What is needed => In the listing below, how many lines contain the string "difficult"? Reply with the number alone.

Start of Material to process

PR #2951, opened 2016-12-08
Integration tests stub

rhcarvalho:
In the past few weeks, @brenton @sosiouxme and I have been working on several pre-flight checks: playbook(s) that verify certain bits of the environment that folks might run before an installation, upgrade or to debug an existing cluster.

We've been also experimenting with an additional approach to integration testing of such playbooks.

I'd like to start bringing our work gradually to make it easier to review, and get better feedback.

I've cherry-picked commits from our [work-branch](https://github.com/rhcarvalho/openshift-ansible/commits/pre-flight-checks) related to the integration tests, for I think this is an easier piece to grasp and part of the foundation of our tests.
More tests (here is just a demo of the concept) and the playbooks will come in separate PRs.

### DIFF
--- a/tox.ini
+++ b/tox.ini
@@ -3,6 +3,7 @@ minversion=2.3.1
 envlist =
     py{27,35}-{flake8,pylint,unit}
     py27-{yamllint,ansible_syntax,generate_validation}
+    integration
 skipsdist=True
 skip_missing_interpreters=True
 
@@ -13,6 +14,8 @@ deps =
     -rtest-requirements.txt
     py35-flake8: flake8-bugbear
 
+whitelist_externals = env
+
 commands =
     unit: pip install -e utils
     unit: pytest {posargs}
@@ -22,3 +25,8 @@ commands =
     generate_validation: python setup.py generate_validation
     # TODO(rhcarvalho): check syntax of other important entrypoint playbooks
     ansible_syntax: ansible-playbook --syntax-check playbooks/byo/config.yml
+
+    # Unset GOPATH because tests use relative imports. This should be removed if
+    # we require openshift-ansible to live in a Go work space and use absolute
+    # imports in tests (desirable).
+    integration: env -u GOPATH go test -v ./test/integration/...
--- a/test-requirements.txt
+++ b/test-requirements.txt
@@ -9,3 +9,4 @@ coverage
 mock
 pytest
 pytest-cov
+docker-py
--- a/test/integration/README.md
+++ b/test/integration/README.md
@@ -1,0 +1,12 @@
+# Integration tests
+
+Integration tests exercise the OpenShift Ansible playbooks by performing
+simulated installations in Docker containers.
+
+## Running the tests
+
+From the repository root, run with:
+
+```
+tox -e integration
+```
--- a/test/integration/openshift_health_checker/common.go
+++ b/test/integration/openshift_health_checker/common.go
@@ -1,0 +1,99 @@
+package test
+
+import (
+	"bytes"
+	"os"
+	"os/exec"
+	"path/filepath"
+	"strings"
+	"syscall"
+	"testing"
+)
+
+// A PlaybookTest executes a given Ansible playbook and checks the exit code and
+// output contents.
+type PlaybookTest struct {
+	// inputs
+	Path string
+	// expected outputs
+	ExitCode int
+	Output   []string // zero or more strings that should be in the output
+}
+
+// Run runs the PlaybookTest.
+func (p PlaybookTest) Run(t *testing.T) {
+	// A PlaybookTest is intended to be run in parallel with other tests.
+	t.Parallel()
+
+	cmd := exec.Command("ansible-playbook", p.Path)
+	cmd.Env = append(os.Environ(), "ANSIBLE_FORCE_COLOR=1")
+	b, err := cmd.CombinedOutput()
+
+	// Check exit code.
+	if (err == nil) && (p.ExitCode != 0) {
+		p.checkExitCode(t, 0, p.ExitCode, cmd, b)
+	}
+	if (err != nil) && (p.ExitCode == 0) {
+		got, ok := getExitCode(err)
+		if !ok {
+			t.Logf("unexpected error (%T): %[1]v", err)
+			p.logCmdAndOutput(t, cmd, b)
+			t.FailNow()
+		}
+		p.checkExitCode(t, got, p.ExitCode, cmd, b)
+	}
+
+	// Check output contents.
+	var missing []string
+	for _, s := range p.Output {
+		if !bytes.Contains(b, []byte(s)) {
+			missing = append(missing, s)
+		}
+	}
+	if len(missing) > 0 {
+		t.Logf("missing in output: %q", missing)
+		p.logCmdAndOutput(t, cmd, b)
+		t.FailNow()
+	}
+}
+
+// getExitCode returns an exit code and true if the exit code could be taken
+// from err, false otherwise.
+// The implementation is GOOS-specific, and currently only supports Linux.
+func getExitCode(err error) (int, bool) {
+	exitErr, ok := err.(*exec.ExitError)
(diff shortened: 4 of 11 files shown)


rhcarvalho:
@abutcher @detiber PTAL

@brenton and I would love your feedback!

.travis.yml
```diff
@@ -11,3 +11,4 @@ script:
   # TODO(rhcarvalho): check syntax of other important entrypoint playbooks
   - ansible-playbook --syntax-check playbooks/byo/config.yml
   - cd utils && make ci
+  - make test-integration
```
rhcarvalho: We have already some integration with vagrant-openshift to run these tests in our Jenkins, but before we transition it to point to openshift/openshift-ansible, Travis can demo a test run.

utils/setup.cfg
```diff
@@ -5,7 +5,9 @@
 universal=1
 
 [nosetests]
-tests=../,../roles/openshift_master_facts/test/,test/
+tests = ../test/unit,
+        .,
+        ../roles/openshift_master_facts/test,
```
rhcarvalho: Could have been a separate PR... I realized we were missing 2 tests via `cd utils; make ci`.

Makefile
```diff
@@ -0,0 +1,7 @@
+.PHONY: test
+test:
+	nosetests
```
rhcarvalho: @detiber @tbielawa when we move utils/Makefile into the top-level, we can have `make test` be the one to give very quick feedback during development, while keeping the `make ci` target doing all the things it does today (setup venv, unit tests, flake8, pylint).

detiber:
I'll take a closer look at this tonight/tomorrow, but I wanted to share this article I came across the other day talking about testing with Ansible: https://medium.com/@sebinjohn/testing-ansible-roles-using-molecule-and-vagrant-a15c22af23ab#.8yu427q47

Makefile
detiber: I would probably argue that we should be running unit-tests and flake8 for make test, since both ideally will give quick feedback.

.travis.yml
detiber: make test-integration is running from the utils directory, probably want to do something like the following instead:
```
- pushd utils
- make ci
- popd
- make test-integration
```

setup.cfg
```diff
@@ -0,0 +1,4 @@
+[nosetests]
+tests = test/unit,
+        utils,
+        roles/openshift_master_facts/test,
```
detiber: should `roles/openshift_master_facts/test/*` be moved to `roles/openshift_master_facts/test/unit/` as well?

test/integration/preflight/preflight_test.go
```diff
@@ -0,0 +1,120 @@
+package preflight
```
detiber: Can't say I'm a huge fan of using golang for testing here, seems like it is going to be difficult to get external contributors to participate if the tests are written in golang.

I'd much prefer that we move towards a framework like https://molecule.readthedocs.io instead, since it also allows for much more comprehensive testing against multiple machines, etc.

.travis.yml
rhcarvalho: Problem solved.

Makefile
rhcarvalho: For now we're still using (cd utils; make ...); let's move utils/Makefile -> Makefile in a separate PR and we can have a more focused discussion of what runs when.

setup.cfg
rhcarvalho: Possibly not. I moved the Python files under `test/` just to have a better organization and reuse the `test/` top-level dir.

@detiber, I would even consider moving `test/unit/modify_yaml_tests.py` -> `library/test_modify_yaml.py`, so that test files live close to what they test.

rhcarvalho: > consider moving test/unit/modify_yaml_tests.py -> library/test_modify_yaml.py, so that test files live close to what they test

@detiber what do you think about that idea?

detiber: @rhcarvalho I'm not sure how well that would work, since then the test would be in the Ansible module lookup path.

test/integration/preflight/preflight_test.go
detiber: >>Can't say I'm a huge fan of using golang for testing here, seems like it is going to be difficult to get external contributors to participate if the tests are written in golang.

>Why do you think so?

Most external contributors will not be familiar with golang, If they are already advanced Ansible users, then we can generally assume they are familiar with Python.

>>I'd much prefer that we move towards a framework like https://molecule.readthedocs.io

>Thanks for the link. I see how it could be useful for us in end-to-end testing of the many playbooks in openshift-ansible (installation, upgrades, one-off actions). IIUC it's a YAML-centric framework for a particular flow of testing playbooks? I see it can do check syntax, convergence, idempotence, verify final state.

The verify final state is the one that allows for arbitrary validations to be run.

>For testing the preflight checks, what we need is a way to run openshift-ansible someplaybook.yml and check the exit code and output. Each test playbook will setup a dynamic inventory composed of one or more containers, and then will include another playbook from the preflight checks, to ensure that the check work correctly under certain environments (e.g. system with missing subscriptions, or incompatible versions of packages).

I'll play around with it some, I'm pretty sure this use case is baked in, even if the docs are lacking in how to do it.

>We wanted something that could give us fast feedback to iterate on the checks. Thus, we use Docker images instead of VMs. Running the tests in parallel seemed desirable, and Go's testing let us do that without much hassle.

Molecule is able to use Docker as a backend as well. I'll have to play around with the parallelization, but I think we can accomplish something similar.

.travis.yml
```diff
@@ -15,8 +15,14 @@ python:
...
   - pip install tox-travis coveralls
 
+env:
+  - TEST_SUITE=unit
+  - TEST_SUITE=integration
+
 script:
-  - tox
+  # REVIEW(rhcarvalho): if our Travis account doesn't support more than one
+  # build at a time, there is no point in parallelizing unit/integration tests.
```
rhcarvalho: Our account can do 2 concurrent builds across all openshift/* repos.

rhcarvalho:
Updated to use `tox` and have some examples of what tests could look like:
- automate setting up containers for a dynamic test inventory
- run a playbook
- make assertions about exit code and output

tox.ini
```diff
@@ -22,3 +25,8 @@ commands =
     generate_validation: python setup.py generate_validation
     # TODO(rhcarvalho): check syntax of other important entrypoint playbooks
     ansible_syntax: ansible-playbook --syntax-check playbooks/byo/config.yml
+
+    # Unset GOPATH because tests use relative imports. This should be removed if
+    # we require openshift-ansible to live in a Go work space and use absolute
+    # imports in tests (desirable).
+    integration: env -u GOPATH go test -v ./test/integration/...
```
detiber: This doesn't seem like it should be needed: http://tox.readthedocs.io/en/latest/config.html#confval-passenv=SPACE-SEPARATED-GLOBNAMES

rhcarvalho: Hmm, I failed to see how that would be used?

Did you mean something like

```
[testenv:integration]
setenv=
    GOPATH=
```
?

But then, that looks like a lot more to unset an envvar than using `env -u`?

I'm unsetting `GOPATH` just to not require the code to be within GOPATH, and use relative imports. Relative imports are notably a bad idea in Go, I just wanted to experiment and see how it would compare. This basically affects CI in that we need to decide if the checkout path is within a Go work space or not. And we need to decide between Travis and Jenkins...

detiber: If I'm reading the tox docs correctly, the GOPATH env var shouldn't be available in the test environment with the default config. Outside of a handful of whitelisted vars, you should have to specify which env cars you want to make available using `passenv` or by explicitly defining them with `setenv`.

rhcarvalho: Ah, okay, now I understand.
I'll update it.

rhcarvalho:
This was merged through #3816.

End of Material to process

Exercise response => 2